Stored items
________

PR #4101, opened 2026-07-08
fix(iam-mcp-server): make managed-policy denylist case-insensitive

oshardik:
## Summary

The `DENIED_POLICY_ARNS` guardrail in the IAM MCP server compared policy ARNs using case-sensitive set membership. IAM resolves managed-policy ARNs without regard to case, so a case variant of a denied ARN passed the check while IAM still attached the canonical high-privilege policy (e.g. `AdministratorAccess`). This made the denylist ineffective as a guardrail.

## Changes

- `_check_denied_policy_arn` normalizes the input with `.strip().lower()`, and `DENIED_POLICY_ARNS` entries are stored lowercased, so the comparison matches IAM's own case-insensitive resolution.
- The error message still echoes the original (stripped) ARN for clarity.
- Applies to both `attach_user_policy` and `attach_group_policy`.

## Tests

- Added `test_attach_user_policy_denied_arn_case_insensitive` and `test_attach_group_policy_denied_arn_case_insensitive` covering lower-case, upper-case, mixed-case, and whitespace-padded variants.
- Existing denylist tests (canonical ARNs) still pass.

## Verification

`./run_tests.sh` passes fully:
- `ruff check` — all checks passed
- `ruff format --check` — all files formatted
- `pyright` — 0 errors, 0 warnings
- `pytest` — 169 passed, 97% coverage

By submitting this pull request, I confirm that you can use, modify, copy, and redistribute this contribution, under the terms of the [project license](https://github.com/awslabs/mcp/blob/main/LICENSE).

PR #4268, opened 2026-07-16
fix(iam-mcp-server): partition-independent policy denylist and service-wildcard detection

tildemit:
## Summary

Hardens the two high-privilege guardrails in `iam-mcp-server` so they can't be sidestepped by equivalent-but-non-literal inputs. This extends the same denylist hardening as #4101 to additional string dimensions.

### 1. Managed-policy denylist is now partition-independent

`_check_denied_policy_arn` previously compared the full ARN against a set of `arn:aws:` ARNs. The same AWS-managed policies exist in other partitions (`arn:aws-us-gov:iam::aws:policy/AdministratorAccess` in GovCloud, `arn:aws-cn:iam::aws:policy/AdministratorAccess` in China), so those variants were not caught.

The check now matches on the **policy name** (the segment after `:policy/`), case-insensitively, so `AdministratorAccess` / `IAMFullAccess` / `PowerUserAccess` are denied in every partition. A distinct policy that merely shares a prefix (e.g. `AdministratorAccess-Amplify`) is still allowed.

### 2. Inline wildcard check now catches `service:*`

`_check_wildcard_policy` previously rejected only the literal `Action: "*"` combined with `Resource: "*"`. A service-scoped wildcard such as `Action: "iam:*"` with `Resource: "*"` passed through, even though it grants effectively unrestricted control of that service.

The check now flags a broad action (`*` **or** a `service:*` wildcard) combined with a broad resource (`*`, `arn:*`, or an ARN ending in `:*`). Service wildcards scoped to a specific resource (e.g. `s3:*` on `arn:aws:s3:::my-bucket/*`) remain allowed.

## Testing

- `uv run pytest` — 116 passed
- `uv run ruff check` / `ruff format --check` — clean

Added coverage for GovCloud/China denylist ARNs, `iam:*`/`s3:*`/`ec2:*` service-wildcard rejection, and confirmation that legitimately scoped policies still pass.

## Checklist

* [x] Changes are documented

Is this a breaking change? (Y/N) - Users who have created overly-permissive policies earlier will no longer be able to.

## Acknowledgment


src/iam-mcp-server/awslabs/iam_mcp_server/server.py
```diff
@@ -83,9 +101,16 @@ def _check_wildcard_policy(policy_document: str) -> None:
             actions = [actions]
         if isinstance(resources, str):
             resources = [resources]
-        if '*' in actions and '*' in resources:
+
+        has_broad_action = any(a == '*' or _SERVICE_WILDCARD_RE.match(a) for a in actions)
```
oshardik, line 105: In my opinion, adding a restriction of not allowing the "*" literal at all feel like an overkill. Not a blocker though since we have been getting paged from CloudOps on this but still not the biggest fan of this

oshardik (approved):

scottschreckengaust (approved):
LGTM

________

▸ **Problem requirements**
The result is a copy of every line above where the word "AdministratorAccess" shows up.

▸ **Response below**
The `DENIED_POLICY_ARNS` guardrail in the IAM MCP server compared policy ARNs using case-sensitive set membership. IAM resolves managed-policy ARNs without regard to case, so a case variant of a denied ARN passed the check while IAM still attached the canonical high-privilege policy (e.g. `AdministratorAccess`). This made the denylist ineffective as a guardrail.
`_check_denied_policy_arn` previously compared the full ARN against a set of `arn:aws:` ARNs. The same AWS-managed policies exist in other partitions (`arn:aws-us-gov:iam::aws:policy/AdministratorAccess` in GovCloud, `arn:aws-cn:iam::aws:policy/AdministratorAccess` in China), so those variants were not caught.
The check now matches on the **policy name** (the segment after `:policy/`), case-insensitively, so `AdministratorAccess` / `IAMFullAccess` / `PowerUserAccess` are denied in every partition. A distinct policy that merely shares a prefix (e.g. `AdministratorAccess-Amplify`) is still allowed.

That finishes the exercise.